Vegetation within the Okefenokee National Wildlife Refuge (ONWR) is fire dependent. Wildfires are common and maintain the Okefenokee Swamp in a complex of wetland prairies, shrubs, and forest. In the past 12 years, three extensive fires have swept the swamp, burning nearly 80% of the refuge swamp wetlands. Fine resolution vegetation maps of the refuge and post-fire change assessments indicate that recent fires have reduced vegetation structural complexity in the swamp. Acquiring knowledge about post-fire recovery and burn patterns provides a valuable tool for managing the expansive landscape of ONWR, in particular for characterizing available fuels, determining fuel models, and understanding the potential for vegetation recovery as burn frequency and severity respond to climate dynamics. We have developed a spatially explicit Bayesian belief network (BBN) to forecast vegetation succession under different fire and hydrological condition scenarios. Our model is informed with vegetation maps developed from aerial photography and satellite imagery captured in 1977, 1990, 2001, 2008, and 2012, fire severity maps developed in 2002, 2007, and 2011, and historical data on precipitation, water level, and fire frequency.
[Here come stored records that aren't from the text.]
PR #4302, opened 2020-10-09
Make use of glutin wayland/x11 features

kchibisov:
This should allow users that are not using Wayland/X11
to reduce the resulted binary size and compilation times.

This honestly looks nicer than I expected, so I feel like it should be fine to merge it.

For reference striped binary sizes:
```
x11: 4.6M
wayland: 5.9M
both: 6.4M
```

### DIFF
--- a/alacritty/src/display.rs
+++ b/alacritty/src/display.rs
@@ -4,7 +4,7 @@
 use std::cmp::min;
 use std::f64;
 use std::fmt::{self, Formatter};
-#[cfg(not(any(target_os = "macos", windows)))]
+#[cfg(all(feature = "wayland", not(any(target_os = "macos", windows))))]
 use std::sync::atomic::Ordering;
 use std::time::Instant;
 
@@ -17,7 +17,7 @@ use glutin::window::CursorIcon;
 use log::{debug, info};
 use parking_lot::MutexGuard;
 use unicode_width::UnicodeWidthChar;
-#[cfg(not(any(target_os = "macos", windows)))]
+#[cfg(all(feature = "wayland", not(any(target_os = "macos", windows))))]
 use wayland_client::{Display as WaylandDisplay, EventQueue};
 
 #[cfg(target_os = "macos")]
@@ -154,14 +154,15 @@ pub struct Display {
     /// Currently highlighted URL.
     pub highlighted_url: Option<Url>,
 
-    #[cfg(not(any(target_os = "macos", windows)))]
+    #[cfg(all(feature = "wayland", not(any(target_os = "macos", windows))))]
     pub wayland_event_queue: Option<EventQueue>,
+
+    #[cfg(not(any(target_os = "macos", windows)))]
+    pub is_x11: bool,
 
     renderer: QuadRenderer,
     glyph_cache: GlyphCache,
     meter: Meter,
-    #[cfg(not(any(target_os = "macos", windows)))]
-    is_x11: bool,
 }
 
 impl Display {
@@ -184,11 +185,11 @@ impl Display {
         debug!("Estimated window size: {:?}", estimated_size);
         debug!("Estimated cell size: {} x {}", cell_width, cell_height);
 
-        #[cfg(not(any(target_os = "macos", windows)))]
+        #[cfg(all(feature = "wayland", not(any(target_os = "macos", windows))))]
         let mut wayland_event_queue = None;
 
         // Initialize Wayland event queue, to handle Wayland callbacks.
-        #[cfg(not(any(target_os = "macos", windows)))]
+        #[cfg(all(feature = "wayland", not(any(target_os = "macos", windows))))]
         if let Some(display) = event_loop.wayland_display() {
             let display = unsafe { WaylandDisplay::from_external_display(display as _) };
             wayland_event_queue = Some(display.create_event_queue());
@@ -199,7 +200,7 @@ impl Display {
             event_loop,
             &config,
             estimated_size,
-            #[cfg(not(any(target_os = "macos", windows)))]
+            #[cfg(all(feature = "wayland", not(any(target_os = "macos", windows))))]
             wayland_event_queue.as_ref(),
         )?;
 
@@ -253,8 +254,10 @@ impl Display {
         #[cfg(target_os = "macos")]
         set_font_smoothing(config.ui_config.font.use_thin_strokes());
 
-        #[cfg(not(any(target_os = "macos", windows)))]
+        #[cfg(all(feature = "x11", not(any(target_os = "macos", windows))))]
         let is_x11 = event_loop.is_x11();
+        #[cfg(not(any(feature = "x11", target_os = "macos", windows)))]
+        let is_x11 = false;
 
         // On Wayland we can safely ignore this call, since the window isn't visible until you
         // actually draw something into it and commit those changes.
@@ -296,7 +299,7 @@ impl Display {
             highlighted_url: None,
             #[cfg(not(any(target_os = "macos", windows)))]
             is_x11,
-            #[cfg(not(any(target_os = "macos", windows)))]
+            #[cfg(all(feature = "wayland", not(any(target_os = "macos", windows))))]
             wayland_event_queue,
         })
     }
@@ -582,12 +585,12 @@ impl Display {
 
         // Frame event should be requested before swaping buffers, since it requires surface
         // `commit`, which is done by swap buffers under the hood.
-        #[cfg(not(any(target_os = "macos", windows)))]
+        #[cfg(all(feature = "wayland", not(any(target_os = "macos", windows))))]
         self.request_frame(&self.window);
 
         self.window.swap_buffers();
 
-        #[cfg(not(any(target_os = "macos", windows)))]
+        #[cfg(all(feature = "wayland", not(any(target_os = "macos", windows))))]
         if self.is_x11 {
             // On X11 `swap_buffers` does not block for vsync. However the next OpenGl command
             // will block to synchronize (this is `glClear` in Alacritty), which causes a
@@ -662,7 +665,7 @@ impl Display {
 
     /// Requst a new frame for a window on Wayland.
     #[inline]
-    #[cfg(not(any(target_os = "macos", windows)))]
+    #[cfg(all(feature = "wayland", not(any(target_os = "macos", windows))))]
     fn request_frame(&self, window: &Window) {
         let surface = match window.wayland_surface() {
             Some(surface) => surface,
--- a/alacritty/src/event.rs
+++ b/alacritty/src/event.rs
@@ -726,14 +726,7 @@ impl<N: Notify + OnResize> Processor<N> {
         cli_options: CLIOptions,
     ) -> Processor<N> {
         #[cfg(not(any(target_os = "macos", windows)))]
-        let clipboard = {
-            #[cfg(all(feature = "x11", not(feature = "wayland")))]
-            let wayland_display = None;
-            #[cfg(feature = "wayland")]
-            let wayland_display = display.window.wayland_display();
-
-            Clipboard::new(wayland_display)
-        };
+        let clipboard = Clipboard::new(display.window.wayland_display());
         #[cfg(any(target_os = "macos", windows))]
         let clipboard = Clipboard::new();
 
--- a/alacritty/src/event.rs
+++ b/alacritty/src/event.rs
@@ -19,7 +19,7 @@ use glutin::dpi::PhysicalSize;
 use glutin::event::{ElementState, Event as GlutinEvent, ModifiersState, MouseButton, WindowEvent};
 use glutin::event_loop::{ControlFlow, EventLoop, EventLoopProxy, EventLoopWindowTarget};
 use glutin::platform::desktop::EventLoopExtDesktop;
-#[cfg(not(any(target_os = "macos", windows)))]
+#[cfg(all(feature = "wayland", not(any(target_os = "macos", windows))))]
 use glutin::platform::unix::EventLoopWindowTargetExtUnix;
 use log::info;
 use serde_json as json;
@@ -726,7 +726,14 @@ impl<N: Notify + OnResize> Processor<N> {
         cli_options: CLIOptions,
     ) -> Processor<N> {
         #[cfg(not(any(target_os = "macos", windows)))]
-        let clipboard = Clipboard::new(display.window.wayland_display());
+        let clipboard = {
+            #[cfg(all(feature = "x11", not(feature = "wayland")))]
+            let wayland_display = None;
+            #[cfg(feature = "wayland")]
+            let wayland_display = display.window.wayland_display();
+
+            Clipboard::new(wayland_display)
+        };
         #[cfg(any(target_os = "macos", windows))]
         let clipboard = Clipboard::new();
 
@@ -749,7 +756,7 @@ impl<N: Notify + OnResize> Processor<N> {
 
     /// Return `true` if `event_queue` is empty, `false` otherwise.
     #[inline]
-    #[cfg(not(any(target_os = "macos", windows)))]
+    #[cfg(all(feature = "wayland", not(any(target_os = "macos", windows))))]
     fn event_queue_empty(&mut self) -> bool {
         let wayland_event_queue = match self.display.wayland_event_queue.as_mut() {
             Some(wayland_event_queue) => wayland_event_queue,
@@ -767,7 +774,7 @@ impl<N: Notify + OnResize> Processor<N> {
 
     /// Return `true` if `event_queue` is empty, `false` otherwise.
     #[inline]
-    #[cfg(any(target_os = "macos", windows))]
+    #[cfg(any(target_os = "macos", windows, not(feature = "wayland")))]
     fn event_queue_empty(&mut self) -> bool {
         self.event_queue.is_empty()
     }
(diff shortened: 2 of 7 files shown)


kchibisov:
One more thing that I haven't properly addressed.

We should likely check both features on CI, so right now I've only added jobs for bsd, since I understand sr.ht's format, unlike the one travis is using. Do we really want to check x11/wayland features on linux on travis or not? I feel like it's fine to check them only on bsd.

alacritty/src/display.rs
```diff
@@ -253,8 +254,10 @@ impl Display {
         #[cfg(target_os = "macos")]
         set_font_smoothing(config.ui_config.font.use_thin_strokes());
 
-        #[cfg(not(any(target_os = "macos", windows)))]
+        #[cfg(all(feature = "x11", not(any(target_os = "macos", windows))))]
         let is_x11 = event_loop.is_x11();
+        #[cfg(not(any(feature = "x11", target_os = "macos", windows)))]
+        let is_x11 = false;
```
chrisduerr, line 260: Does this call not work without the backend enabled in glutin? Otherwise it's probably not worth it gating it just for the negligible performance difference.

alacritty/src/event.rs
```diff
@@ -726,7 +726,14 @@ impl<N: Notify + OnResize> Processor<N> {
         cli_options: CLIOptions,
     ) -> Processor<N> {
         #[cfg(not(any(target_os = "macos", windows)))]
-        let clipboard = Clipboard::new(display.window.wayland_display());
+        let clipboard = {
+            #[cfg(all(feature = "x11", not(feature = "wayland")))]
+            let wayland_display = None;
+            #[cfg(feature = "wayland")]
+            let wayland_display = display.window.wayland_display();
```
chrisduerr, line 733: What happens when we call this without Wayland feature enabled? Is it just not available at all?

It would probably be a bit easier and shorter to just have three statements with three annotations using `Clipboard::new(None)` and `Clipboard::new(display.window.wayland_display())` instead?

alacritty/src/window.rs
```diff
@@ -254,22 +262,28 @@ impl Window {
...
-            builder = builder.with_gtk_theme_variant(val.clone())
-        }
+        // Wayland.
+        #[cfg(feature = "wayland")]
+        let builder = builder.with_app_id(class.instance.clone());
+
+        #[cfg(feature = "x11")]
+        let builder = match &window_config.gtk_theme_variant {
+            Some(val) => {
+                let builder = builder.with_class(class.instance.clone(), class.general.clone());
```
chrisduerr, line 281: Why is class only set when gtk_theme_variant is present?

alacritty/src/window.rs
```diff
@@ -254,22 +262,28 @@ impl Window {
...
             .with_visible(false)
             .with_transparent(true)
             .with_decorations(window_config.decorations != Decorations::None)
             .with_maximized(window_config.maximized())
             .with_fullscreen(window_config.fullscreen())
-            .with_window_icon(icon.ok())
-            // X11.
-            .with_class(class.instance.clone(), class.general.clone())
-            // Wayland.
-            .with_app_id(class.instance.clone());
```
chrisduerr, line 268: Honestly I feel like this is almost a mistake in winit to expose these things differently like that. Would it maybe make sense to think about unifying these upstream to have a `with_class` that sets `app_id` on Wayland?

alacritty/src/window.rs
```diff
@@ -313,8 +327,9 @@ impl Window {
     }
 
     #[cfg(not(any(target_os = "macos", windows)))]
-    pub fn set_urgent(&self, is_urgent: bool) {
-        self.window().set_urgent(is_urgent);
+    pub fn set_urgent(&self, _is_urgent: bool) {
+        #[cfg(feature = "x11")]
```
chrisduerr, line 331: These cfgs look very strange. I feel like it should cfg the entire function? Just use the windows `set_urgent` for Wayland?

alacritty/src/window.rs
```diff
@@ -335,7 +350,10 @@ impl Window {
 
     #[cfg(not(any(target_os = "macos", windows)))]
     pub fn x11_window_id(&self) -> Option<usize> {
-        self.window().xlib_window().map(|xlib_window| xlib_window as usize)
+        #[cfg(feature = "x11")]
+        return self.window().xlib_window().map(|xlib_window| xlib_window as usize);
+        #[cfg(not(feature = "x11"))]
+        return None;
     }
```
chrisduerr, line 357: I don't think we need to define this for Wayland. Since we have a config in main.rs that just uses `None` for Windows/macOS anyways. So that should be consistent across cfgs here.

I'd be fine with just having a separate `x11_window_id` method for Windows/macOS/Wayland though if your goal is to clean up the callee a bit.

alacritty/src/window.rs
```diff
@@ -449,8 +467,8 @@ fn x_embed_window(window: &GlutinWindow, parent_id: c_ulong) {
...
 }
 
-#[cfg(not(any(target_os = "macos", windows)))]
+#[cfg(all(feature = "x11", not(any(target_os = "macos", windows))))]
 unsafe extern "C" fn xembed_error_handler(_: *mut XDisplay, _: *mut XErrorEvent) -> i32 {
-    error!("Could not embed into specified window.");
+    log::error!("Could not embed into specified window.");
```
chrisduerr, line 472: This is kinda inconsistent with every other place where we log. I'd assume you're trying to save yourself the cfg'ed import?

It's probably okay right here, we do similar stuff for `exit`.

chrisduerr (changes requested):
> We should likely check both features on CI, so right now I've only added jobs for bsd, since I understand sr.ht's format, unlike the one travis is using. Do we really want to check x11/wayland features on linux on travis or not? I feel like it's fine to check them only on bsd.

This is one of the bigger problems which will have impact not only on CI complexity, but also on CI runtime. But if we add these features we must add this to all CI platforms.

alacritty/src/display.rs
kchibisov: it doesn't work, there's `is_wayland` though.

alacritty/src/event.rs
kchibisov: I can return `None` form window.rs I guess, should be the same, but in a bit different place. If `Wayland` feature is disable you can't get `wayland_display` since no Wayland.

alacritty/src/window.rs
kchibisov: Ah, I haven't noticed that, will try to move somewhere else.

alacritty/src/window.rs
kchibisov: I can bring back old annotations should be that complex, if you want them.

kchibisov:
>But if we add these features we must add this to all CI platforms.

We already had them though, just wasn't testing at all. I'm not sure that we need to check those on Linux, since winit's API about wayland/non-wayland is just for unix platforms, so I think just running them on bsd is fine, don't you think?

alacritty/src/event.rs
kchibisov: Though, I'd refactor to use 3 statements that just create a clipboard.

alacritty/src/window.rs
kchibisov: Nice catch.

alacritty/src/display.rs
chrisduerr: And that always works? I don't mind either way since it wouldn't change anything for us. Or are you saying we could call is_wayland instead? Which would be pointless.

alacritty/src/event.rs
chrisduerr: I think it might be nice to just handle these kind of things in window.rs when I think about it tbh. That way our callee never has to worry about a thing.

alacritty/src/window.rs
kchibisov: Maybe it can accept some kind of enum, and have them in one call, but the main issue is that those things have different amount of arguments and don't really relate to each other.

alacritty/src/window.rs
chrisduerr: I think this is fine, just wanted to make sure.

alacritty/src/display.rs
kchibisov: No, it doesn't always work, it just that knowing that it's a case when you have wayland feature we can call this function, but you can make one statement out of this.

chrisduerr:
> We already had them though, just wasn't testing at all. I'm not sure that we need to check those on Linux, since winit's API about wayland/non-wayland is just for unix platforms, so I think just running them on bsd is fine, don't you think?

That's a good point. I'm just not sure if we shouldn't at least run them on Linux? Since BSD/Linux can definitely make a difference, though I suppose unlikely where X11/Wayland features are used? It's probably fine, we can go with BSD first and then just see how it works out I suppose.

alacritty/src/window.rs
kchibisov: I feel like I've done it like that to not comment call out on caller side.

kchibisov:
>That's a good point. I'm just not sure if we shouldn't at least run them on Linux? Since BSD/Linux can definitely make a difference, though I suppose unlikely where X11/Wayland features are used? It's probably fine, we can go with BSD first and then just see how it works out I suppose.

Yeah, just bsd is fine ( I just don't want to mess up with travis, since it's way to complex compared to shell scripts on sr.ht. )

alacritty/src/display.rs
chrisduerr: How could we make one statement out of it? We'd need another one for `is_x11 = true` then wouldn't we?

kchibisov: You can't, typo.

alacritty/src/window.rs
chrisduerr: How do they not relate to each other? Isn't `app_id` basically the Wayland class equivalent? And I think we can resolve the different parameter issue with thorough documentation.

As you can see we need to pass both anyways since we want to work on X11 and winit isn't a toolkit that should be used to build applications that work just one Wayland. So there should be abstractions and I think this abstraction would make sense.

Is there any scenario where you would want to set the class instance to something different than the `app_id`?

alacritty/src/window.rs
chrisduerr: If you merge it with the windows cfg the callsite will not change at all.

alacritty/src/window.rs
kchibisov: I guess you can call it as alternative, I'm just saying that there's no instance thing. You can propose unification upstream.

chrisduerr: I will, thanks.

alacritty/src/window.rs
```diff
@@ -153,15 +157,16 @@ impl Window {
...
         let window_config = &config.ui_config.window;
         let window_builder = Window::get_platform_window(&window_config.title, &window_config);
 
         // Disable vsync on Wayland.
-        #[cfg(not(any(target_os = "macos", windows)))]
+        #[cfg(all(feature = "wayland", not(any(target_os = "macos", windows))))]
         let vsync = !event_loop.is_wayland();
-        #[cfg(any(target_os = "macos", windows))]
+        #[cfg(any(target_os = "macos", windows, not(feature = "wayland")))]
         let vsync = true;
```
chrisduerr, line 170: How expensive is the Wayland check? We perform an is_wayland check here and later do an `is_x11` check. I think in theory we could just store this to a variable named x11 (since that seems our common name for this) and then use that for vsync and the checks later.

Would probably also help the optimizer.

alacritty/src/window.rs
```diff
@@ -254,22 +262,26 @@ impl Window {
...
-            // X11.
-            .with_class(class.instance.clone(), class.general.clone())
-            // Wayland.
-            .with_app_id(class.instance.clone());
+            .with_window_icon(icon.ok());
 
-        if let Some(ref val) = window_config.gtk_theme_variant {
-            builder = builder.with_gtk_theme_variant(val.clone())
-        }
+        // Wayland.
```
chrisduerr, line 274:
```suggestion
```

Since this block handles both Wayland/X11 the docs here are a bit confusing. Easier to just read the cfgs.

alacritty/src/window.rs
```diff
@@ -254,22 +262,26 @@ impl Window {
...
+        #[cfg(feature = "wayland")]
+        let builder = builder.with_app_id(class.instance.clone());
+        #[cfg(feature = "x11")]
+        let builder = builder.with_class(class.instance.clone(), class.general.clone());
+
+        #[cfg(feature = "x11")]
+        let builder = match &window_config.gtk_theme_variant {
+            Some(val) => builder.with_gtk_theme_variant(val.clone()),
+            None => builder,
+        };
```
chrisduerr, line 284: I think the `if let Some` used previously is a bit nicer here?

alacritty/src/window.rs
```diff
@@ -254,22 +262,26 @@ impl Window {
 
         let class = &window_config.class;
 
-        let mut builder = WindowBuilder::new()
+        let builder = WindowBuilder::new()
```
chrisduerr, line 265: Why did you remove the mutability and then later just redefine the variable? Wouldn't it be easier to just mutate it?

alacritty/src/window.rs
```diff
@@ -312,9 +324,9 @@ impl Window {
         }
     }
 
-    #[cfg(not(any(target_os = "macos", windows)))]
-    pub fn set_urgent(&self, is_urgent: bool) {
-        self.window().set_urgent(is_urgent);
+    #[cfg(all(feature = "x11", not(any(target_os = "macos", windows))))]
+    pub fn set_urgent(&self, _is_urgent: bool) {
+        self.window().set_urgent(_is_urgent);
```
chrisduerr, line 329:
```suggestion
    pub fn set_urgent(&self, is_urgent: bool) {
        self.window().set_urgent(is_urgent);
```

alacritty/src/window.rs
```diff
@@ -326,16 +338,18 @@ impl Window {
...
         self.window().set_outer_position(pos);
     }
 
-    #[cfg(not(any(target_os = "macos", windows)))]
     pub fn x11_window_id(&self) -> Option<usize> {
-        self.window().xlib_window().map(|xlib_window| xlib_window as usize)
+        #[cfg(all(feature = "x11", not(any(target_os = "macos", windows))))]
+        return self.window().xlib_window().map(|xlib_window| xlib_window as usize);
+        #[cfg(any(target_os = "macos", windows, not(feature = "x11")))]
+        return None;
```
chrisduerr, line 352: Do we maybe want to make this and `wayland_display` into separate methods for `None`? I think that might be a bit cleaner. Either way it should be uniform and currently it's a bit of a mix between the two since `set_urgent` uses separate methods for example.

chrisduerr (changes requested):

alacritty/src/window.rs
kchibisov: Rust doesn't allow putting cfg before assignment.

alacritty/src/window.rs
kchibisov: We can't use `mut`, since we can't put cfg above `builder = builder`, so `match` is shorter than `if let`.

alacritty/src/window.rs
kchibisov: Well, there's no x11 on macOS/Windows and winit check is free, since it just checks enum variant and returns a constant.

alacritty/src/window.rs
chrisduerr: Huh, you're right. TIL.

alacritty/src/window.rs
chrisduerr: All we want to check is if it's Wayland or not, right? For everything else it should always use vsync? So I don't see what macOS/Windows have to do with it since we could just always define `x11 = false` in that case?

kchibisov: updated.

alacritty/src/window.rs
```diff
@@ -153,20 +157,23 @@ impl Window {
...
         config: &Config,
         size: Option<PhysicalSize<u32>>,
-        #[cfg(not(any(target_os = "macos", windows)))] wayland_event_queue: Option<&EventQueue>,
+        #[cfg(all(feature = "wayland", not(any(target_os = "macos", windows))))]
+        wayland_event_queue: Option<&EventQueue>,
     ) -> Result<Window> {
         let window_config = &config.ui_config.window;
         let window_builder = Window::get_platform_window(&window_config.title, &window_config);
 
         // Disable vsync on Wayland.
```
chrisduerr, line 166: This comment isn't entirely accurate anymore. I'd go more for something like this:

```suggestion
        // Check if we're running Wayland to disable vsync.
```

That way we still have the vsync thing in here, but it doesn't act like this is directly disabling it. Though I'm open for suggestions.

alacritty/src/window.rs
```diff
@@ -374,17 +393,22 @@ impl Window {
...
-    pub fn wayland_display(&self) -> Option<*mut c_void> {
+    #[cfg(any(not(feature = "wayland"), any(target_os = "macos", windows)))]
+    pub fn wayland_display(&self) -> Option<*mut std::ffi::c_void> {
+        None
+    }
+
+    #[cfg(all(feature = "wayland", not(any(target_os = "macos", windows))))]
+    pub fn wayland_display(&self) -> Option<*mut std::ffi::c_void> {
         self.window().wayland_display()
     }
```
chrisduerr, line 404: Could we order these methods uniformly to have the simple "does nothing" version always at the end? I think that makes things a bit easier to understand when reading through things from top to bottom.

chrisduerr (changes requested):

chrisduerr (approved):
LGTM

joshuarli:
This is wonderful, thank you @kchibisov for caring!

This approach spatially relates ecological factors (e.g., fire and hydrology) with vegetation community composition in a Geographic Information System.

Results/Conclusions

The BBN is populated with nodes derived from spatially explicit data from vegetation and fire severity maps and nodes describing key environmental variables including non-growing season precipitation, growing season water levels, and time since previous fires.  Initial application of the 2001 and 2008 vegetation maps suggests that the model prediction of vegetation composition and distribution is fairly accurate. The 10-fold cross-validation error was 22.6%, and commission errors generally exceeded omission errors, with greatest error for the “Bare Ground” and “Canopy Pines” vegetation classes. These types have the smallest coverage areas (0.3 and 1.9% of the total area, respectively) of the nine modeled vegetation types, and are found primarily in the swamp upland perimeter. Some error within the model would necessarily be derived from the original vegetation classifications, which were produced with overall accuracy (Khat) of 0.84 (2001) and 0.83 (2008). Error may be reduced as we incorporate data from the remaining vegetation maps (1977, 1990, 2012) and evaluate the BBN conditional probability tables in a sensitivity analysis to identify sources of variation for specific vegetation classes. This model is a tool to forecast vegetation succession under anticipated fire scenarios informed by climate projections for the region.